14028 – QA Specialist – Carlow Contractor

Purpose:

This is an 11 month contract position with a 4 shift cycle.

Responsibilities:

• Work a 4-cycle shift pattern role.
• Perform timely reviews of batch documentation / investigations / reports highlighting and assist in the resolution of concerns commensurate with the risk.
• Respond quickly to unplanned events, technical issues .
• Conduct, report and display of Quality right first time, audit readiness metrics weekly to ensure continuous audit readiness and cGMP compliance.
• Support the spot check/walk-through process of the production lines.
• Be involved in customer complaint investigation if required.
• Support the annual product quality reviews if required.
• Provide Quality support to IPT production teams to ensure cGMP standards are maintained.
• Understanding of sterile manufacturing operations is preferred.
• Ability to learn and utilize computerized systems for daily performance of tasks.
• Ability to prioritize, manage multiple tasks, and meet deadlines.
• Perform timely reviews on batch documentation (EBR’s) / line clearances/ assist in the resolution of concerns commensurate with the risk. Liaise with other Department representatives to promote improvements in GMP and Quality standards.
• Keep abreast of the latest developments from regulatory authorities in relation to Quality Compliance activities.
• Comply with our current Manufacturing Division, Quality and EHS Management System requirements, as relevant to commercial operations.
• Foster a culture of continuous improvement by deploying company Six Sigma tools and support implementation of Model Area within operations from the start.
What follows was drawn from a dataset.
PR #1422, opened 2024-05-11
Add a mode to handle "pretty URLs", i.e. URIs without `.html` extension

dscho:
In many circumstances (GitHub Pages, Apache configured with MultiViews, etc), web servers process URIs by appending the `.html` file extension when no file is found at the path specified by the URI but a `.html` file corresponding to that path _is_ found.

Minimum Qualifications and Experience: 

• Degree qualification or equivalent (Science, Engineering, Technical.)
• Experience in Sterile Manufacturing.
• Fully understand relevant quality and compliance regulations knowledge of requirements for cGMP, US and EU regulatory requirements.
• Have Operational experience of quality systems in a dynamic manufacturing environment e.g. SAP, Trackwise, MES.
• Have Technical knowledge of sterile manufacturing processes.
• Sterile filling processes and equipment and support services experience.
• Lean Six Sigma Methodology experience desired.
• Ability to learn and utilize computerized systems for daily performance of tasks.
• Demonstrable analytical and systematic problem-solving skills.